Indexing to the Entries array is through the unmodifed syscall number, and each value in this array contains both the number of arguments of the syscall and an RVA to the handler function, in a packed way:

struct _PS_SYSCALL_PROVIDER_SERVICE_ENTRY {
union {
  DWORD serviceEntry;
  struct {
    DWORD ArgsCount : 4;
    DWORD IsGenericFlag : 1;
    DWORD FunctionRVA : 27;
    };
  };
}

The RVA is relative to the DriverBaseAddress in the ServiceDescriptorGroup struct. Specific branches are taken if the RVA is 0 or 1. In case of RVA==0 the dispatcher returns and continues to the original syscall handler, and in the case of RVA==1 then the kernel raises an exeception.

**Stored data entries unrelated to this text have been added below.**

PR #2811, opened 2025-05-20
Fix prefix for short-term storage

flomnes:


src/libs/antares/study/scenario-builder/rules.cpp
```diff
@@ -480,7 +480,7 @@ bool Rules::readLine(const AreaName::Vector& splitKey, const String& value, bool
     {
         return readBindingConstraints(splitKey, value);
     }
-    else if (kind_of_scenario == "st")
+    else if (kind_of_scenario == "sts")
```
guilpier-code, line 483: **Question** : how do we plan to call the scenario keyword for coming STS additional constraints ?

flomnes: `sta`

guilpier-code (approved):

PR #2813, opened 2025-05-20
Scenarize short-term storage additional constraints [ANT-3037]

flomnes:


src/libs/antares/study/include/antares/study/parts/short-term-storage/additionalConstraints.h
```diff
@@ -75,20 +79,22 @@ class AdditionalConstraints
...
     }
 
     const TimeSeries& rhs() const
     {
-        return rhs_;
+        return timeSeries;
     }
 
+    TimeSeriesNumbers timeseriesNumbers;
+    TimeSeries timeSeries;
```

The first four bits are the argument count, and the fifth bit is used as a flag to pick to correct dispatcher function. It that bit is set, PspSyscallProviderServiceDispatchGeneric is called and otherwise PspSyscallProviderServiceDispatch is called. I call it the "NonGeneric" callback. PspSyscallProviderServiceDispatchGeneric calls the default callback that was chosen in registration for all syscalls. More on that later.
With the "Generic" callback you can decide whether to let the kernel to continue to the original syscall handler or not, but with the NonGeneric callback the kernel never calls the original syscall.
Both callbacks receive as arguments the first four parameters to the syscalls, by getting the registers Rcx, Rdx, R8 and R9. Other registers are saved on the stack before the callback is called.

Provider registration

To use the SyscallProvider mechanism, a driver must have all the registration information compiled into its binary, organized in a section called scpcblk (probably short for Syscall Provider Callbacks Block).
When a driver is loaded the secure kernel creates for it a Secure Image Section object and a Nar object.
A driver's Nar object holds a lot of information about the driver, among them the SyscallProvider registration data and a pointer to the driver's Secure Image Section object.
Registration data is parsed in the SkmiCaptureSyscallProviderImageData function, which is called from SkmiPrepareDriverCfgState where the secure kernel parses a lot of data from the image.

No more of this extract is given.